As merger and acquisition activity throughout digital health remains slow, companies are increasingly turning to partnerships and joint ventures.
The shifting market dynamics are a stark departure from 2021, which saw record M&A activity. Market research firm Pitchbook logged 90 M&A deals among U.S.-based digital health companies in 2021 compared with just 58 in 2023.
Read more: Why 2024 could be a year of ‘reckoning’ for digital health
“In some ways partnerships are the new M&A right now,” said Aaron DeGagne, a senior analyst covering healthcare at Pitchbook. “There's been certainly, I would say, kind of a flurry of partnership announcements.”
Digital health companies are partnering, rather than acquiring, for a variety of reasons, DeGagne said. Companies that might have been looking to acquire in the past are faced with a lack of capital or investor support, he said. For companies being acquired, it could be difficult to let go of past market valuations.
David Sanders, partner at law firm Foley and Lardner who specializes in M&A transactions with a concentration on health services and digital health, expects the number of partnerships among digital health companies to climb. He said many emerging technology companies, which tend to be more focused on singular problems, are looking to pair their products with others for a more comprehensive offering. He said capital constraints among startups often lead younger companies to turn to joint ventures or partnerships more frequently because they are more economical than M&A.
“There’s a pendulum and there’s always room for both,” Sanders said. “The pendulum has shifted towards joint ventures and strategic alliances in the past few years.”

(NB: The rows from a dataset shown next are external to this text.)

Issue #8086, opened 2017-02-16
Map change errors/failures should be specified and passed through to platform SDKs


ericrwolfe:
Currently [map.cpp](https://github.com/mapbox/mapbox-gl-native/blob/d4c569a0187d98bca6b71671fa5daf6ee09747da/src/mbgl/map/map.cpp#L1100) only returns single `mbgl::MapChangeDidFailLoadingMap` event for any and all map failures, making it impossible for a developer to distinguish between map failures. 

For example, on iOS the same error is returned whether a map load failed due to a bad access token, a bad style, or a bad network connection. 

/cc @1ec5

1ec5:
The error was implemented in #3063 to use a generic code and `nil` message because of this issue. As such, it’s debatable whether we’ve actually fixed #2762, and certainly this blocks #2775. mbgl notifications could be structs with richer information, but at that point we might as well start throwing real C++ exceptions and catching them at the SDK level, along the lines of #3063.

1ec5:
This is happening in #8418.

boundsj:
#8418 landed in the master branch.

Issue #7890, opened 2017-01-27
Replace std::runtime_error usage with more specialized exceptions


1ec5:
Per https://github.com/mapbox/mapbox-gl-native/pull/7257#discussion_r91258551, generic `std::runtime_error`s should be replaced with more specific exception types that would allow SDK code to rethrow exceptions with platform-consistent error codes. This would also enable us to provide richer diagnostic detail in exceptions.

/cc @kkaefer @jfirebaugh

PR #8418, opened 2017-03-15
Pass std::exception_ptr in MapObserver::onDidFailLoadingMap

### LINKED ISSUE #8398: -[MGLMapViewDelegate mapViewDidFailLoadingMap:withError:] error is uninformative
The error passed into `-[MGLMapViewDelegate mapViewDidFailLoadingMap:withError:]` is an uninformative error. We synthesize this generic error for compatibility with MapKit because mbgl doesn’t actually tell the SDK what went wrong. Per https://github.com/mapbox/mapbox-gl-native/pull/8377#discussion_r105758312, `mbgl::MapObserver::onDidFailLoadingMap()` should accept the error or error message as a parameter. This would allow all the SDKs – not only the iOS and macOS SDKs – to provide more information when the map fails to load for some reason.

/cc @brunoabinader @fabian-guerra

brunoabinader:
Forwards the ~error type and message~ `std::exception_ptr` from style::Observer::onStyleError as well as non-style related errors.

As per @1ec5 comments in #8398:
> This would allow all the SDKs – not only the iOS and macOS SDKs – to provide more information when the map fails to load for some reason.

Fixes #8398.

### DIFF
--- a/platform/ios/src/MGLMapView.mm
+++ b/platform/ios/src/MGLMapView.mm
@@ -22,6 +22,7 @@
 #include <mbgl/style/layers/custom_layer.hpp>
 #include <mbgl/map/backend.hpp>
 #include <mbgl/math/wrap.hpp>
+#include <mbgl/util/exception.hpp>
 #include <mbgl/util/geo.hpp>
 #include <mbgl/util/constants.hpp>
 #include <mbgl/util/image.hpp>
@@ -30,6 +31,7 @@
 #include <mbgl/util/chrono.hpp>
 #include <mbgl/util/run_loop.hpp>
 #include <mbgl/util/shared_thread_pool.hpp>
+#include <mbgl/util/string.hpp>
 
 #import "Mapbox.h"
 #import "MGLFeature_Private.h"
@@ -4794,7 +4796,7 @@ public:
     }
 }
 
-- (void)willStartLoadingMap {
+- (void)mapViewWillStartLoadingMap {
     if (!_mbglMap) {
         return;
     }
@@ -4805,7 +4807,7 @@ public:
     }
 }
 
-- (void)didFinishLoadingMap {
+- (void)mapViewDidFinishLoadingMap {
     if (!_mbglMap) {
         return;
     }
@@ -4820,19 +4822,18 @@ public:
     }
 }
 
-- (void)didFailLoadingMap {
+- (void)mapViewDidFailLoadingMapWithError:(NSError *)error {
     if (!_mbglMap) {
         return;
     }
 
     if ([self.delegate respondsToSelector:@selector(mapViewDidFailLoadingMap:withError:)])
     {
-        NSError *error = [NSError errorWithDomain:MGLErrorDomain code:0 userInfo:nil];
         [self.delegate mapViewDidFailLoadingMap:self withError:error];
     }
 }
 
-- (void)willStartRenderingFrame {
+- (void)mapViewWillStartRenderingFrame {
     if (!_mbglMap) {
         return;
     }
@@ -4843,7 +4844,7 @@ public:
     }
 }
 
-- (void)didFinishRenderingFrameFullyRendered:(BOOL)fullyRendered {
+- (void)mapViewDidFinishRenderingFrameFullyRendered:(BOOL)fullyRendered {
     if (!_mbglMap) {
         return;
     }
@@ -4861,7 +4862,7 @@ public:
     }
 }
 
-- (void)willStartRenderingMap {
+- (void)mapViewWillStartRenderingMap {
     if (!_mbglMap) {
         return;
     }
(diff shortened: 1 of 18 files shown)


brunoabinader:
@1ec5 does the new entries in `MGLErrorCode` requires updating `CHANGELOG.md`?

jfirebaugh:
What do you think about using `std::exception_ptr` as the error type rather than `ErrorType` + `std::string`? This would match our convention in other places, e.g. `style::Observer::on{Glyphs,Sprite,Source,Tile,Resource}Error`.

platform/ios/src/MGLMapView.mm
```diff
@@ -5375,33 +5374,50 @@ void onCameraDidChange(mbgl::MapObserver::CameraChangeMode mode) override {
...
+        MGLErrorCode errorCode;
+        switch (type) {
+        case mbgl::MapObserver::ErrorType::ParseStyle:
+            errorCode = MGLErrorCodeParseStyleFailed;
+            break;
+        case mbgl::MapObserver::ErrorType::NotFound:
+            errorCode = MGLErrorCodeNotFound;
+            break;
+        case mbgl::MapObserver::ErrorType::LoadingStyle:
+            errorCode = MGLErrorCodeLoadStyleFailed;
```
1ec5: Would either `MGLErrorCodeBadServerResponse` or `MGLErrorCodeConnectionFailed` describe this failure, or is `MGLErrorCodeLoadStyleFailed` a distinct case?

platform/ios/src/MGLMapView.mm
```diff
@@ -5375,33 +5374,50 @@ void onCameraDidChange(mbgl::MapObserver::CameraChangeMode mode) override {
...
+            break;
+        }
+        error = [NSError errorWithDomain:MGLErrorDomain code:errorCode userInfo:errorDescription ? @{
+            NSLocalizedDescriptionKey: errorDescription,
```
1ec5: Thank you so much for this! 👍 It turns out the [error user info dictionary](https://developer.apple.com/library/content/documentation/Cocoa/Conceptual/ErrorHandlingCocoa/ErrorObjectsDomains/ErrorObjectsDomains.html#//apple_ref/doc/uid/TP40001806-CH202-SW3) is called that because its contents are often displayed to the user with a localized description and sometimes a recovery suggestion. Here are some suggestions for improvements, taking advantage of the error type and assuming `message` comes directly from an `std::exception_ptr`, as suggested in https://github.com/mapbox/mapbox-gl-native/pull/8418#issuecomment-286820676:

* `ParseStyle`:
  * `NSLocalizedDescriptionKey`: “The map failed to load because the style is corrupted.”
  * `NSLocalizedFailureReasonErrorKey`: `@(message.c_str())`
* `NotFound`:
  * `NSLocalizedDescriptionKey`: “The map failed to load because the style can’t be found or is incompatible.”
  * `NSLocalizedFailureReasonErrorKey`: `@(message.c_str())`
* `LoadingStyle`:
  * `NSLocalizedDescriptionKey`: `@(message.c_str())`

For the localized descriptions, we can use the `NSLocalizedStringWithDefaultValue()` macro (as described [here](https://github.com/mapbox/mapbox-gl-native/blob/master/platform/ios/DEVELOPING.md#adding-user-facing-text)) to potentially localize the error message.

Let me know if you’d prefer that I make these changes myself.

1ec5:
This fixes #8086, which I previously missed before filing #8398 as a duplicate.

platform/ios/src/MGLMapView.mm
brunoabinader: I'd prefer for map loading failure to have its own error type. However, we're no longer distinctively separating these in three different error types because `std::runtime_error` only provides a string.

platform/ios/src/MGLMapView.mm
brunoabinader: > Would that means we’d have different subclasses of std::exception_ptr for each failure mode, or would everything be an std::runtime_error?

Good question - it seems we're using only plain `std::runtime_error` everywhere in GL native code, so I'd say let's keep the same pattern.

As explained above, we'll no longer be able to distinct between the three error types - however I don't think that would make much difference anyways - the error message is the most important debugging information we need.

1ec5: We do have a couple subclasses of `mbgl::util::Exception` meant to provide more distinguishable errors. Currently, the only subclasses appear to be `SpriteImageException` and `MisuseException`; could we add more subclasses for these error types?

brunoabinader: > could we add more subclasses for these error types?

I don't have a strong opinion on this, though for this approach to work we'd need to deduct the exception type via `catch` - see the exception juggling in https://github.com/mapbox/mapbox-gl-native/blob/master/include/mbgl/util/string.hpp#L44-L51 - for all platform-specific codes that needed to handle this.

1ec5: For the iOS and macOS implementations, the catch statements would replace the existing switch statement. For other implementations that don't need to distinguish individual failure reasons, catching a runtime_error would be sufficient.

kkaefer:
related: https://github.com/mapbox/mapbox-gl-native/issues/7890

Transcarent shares M&A, partnership strategy
Glen Tullman, CEO at digital health and benefits management startup Transcarent, is a company that has done both in the last year. In January, Transcarent inked partnerships with weight management-focused 9amHealth and health technology company Soda Health. The deals allow Transcarent's users to sign onto the other companies' services without leaving Transcarent's application.
In March 2023, Transcarent acquired 98point6’s virtual care platform and clinical customer base of 3.5 million people through portions of cash, equity and performance incentives. The sale price could reach $100 million if 98point's customer-related targets are met.
Tullman said many companies are prioritizing partnerships because they lack the capital to pull off an acquisition. These companies still want to partner since digital health buyers are not interested in “point solutions,” an industry term for software products that only focus on one area of medical care. Tullman said he prefers acquisitions when the asset is directly involved with a customer or end user's experience.
"Consumers and employers have become inundated with point solutions that while often effective, in many cases, are adding to the confusion and not delivering coordinated care, better outcomes, or reduced costs," Tullman said.
Talkspace prioritizes partnerships
Digital mental health provider Talkspace has prioritized partnerships over M&A. The company announced a partnership with virtual primary care company Wheel Health on February 24. In the past year, its also teamed with consumer health company ŌURA, virtual care company Bicycle Health and women's health-focused Evernow.
Talkspace's CEO Dr. Jon Cohen, said partnering allows the company to expand its user base and offer better overall care to patients. He said during a recent earnings call the company, which aims to be profitable by the end of this year's first quarter, does not need to make a transaction to continue its growth but would consider acquisitions within mental health.
“The purpose is to increase the inflow of patients coming onto the platform, who we know are probably going to be covered by the insurance,” Cohen said. “We don't need to purchase [companies operating] other diseases entities that's for sure. We just need to make people aware and make physicians aware.”
Cohen said Talkspace does not pay for referrals or receive money from its partners.
Other companies that are taking the partnerships over acquisitions route include TBD Health, a sexual health and wellness startup that offers hybrid and telehealth care. TBD said in a news release it would offer access to at-home testing kits and other services to patients at FOLX Health, a digital healthcare service provider primarily servicing LGBTQIA+ patients, and Wisp, a virtual sexual health and reproductive care provider. In October 2023, virtual mental health company Headspace announced a partnership with ŌURA.
DeGagne said if the market was more favorable, at least some of the sector's partnerships would have turned into acquisitions. A January analysis from investment bank and financial services company Morgan Stanley blamed sticky inflation, high interest rates and challenged equity markets for stalling M&A activity across sectors last year.
“Probably in 2021, you would have seen an acquisition,” DeGagne said. “Instead, it’s partnership[s]. So, I think, that's been a material shift.”